PR #665, opened 2025-05-19
Add Prometheus metrics for log consistency check

fghanmi:
#### Summary

This PR introduces Prometheus metrics support to `rekor_monitor` for tracking log consistency check operations. It adds two metrics:
- `log_index_verification_total`: Counter for the total number of log consistency check attempts.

#### [WORK REQUIRED]
For each line of the entries that contains the word "check", make a copy.

#### [TASK RESULT]
Add Prometheus metrics for log consistency check
This PR introduces Prometheus metrics support to `rekor_monitor` for tracking log consistency check operations. It adds two metrics:
- `log_index_verification_total`: Counter for the total number of log consistency check attempts.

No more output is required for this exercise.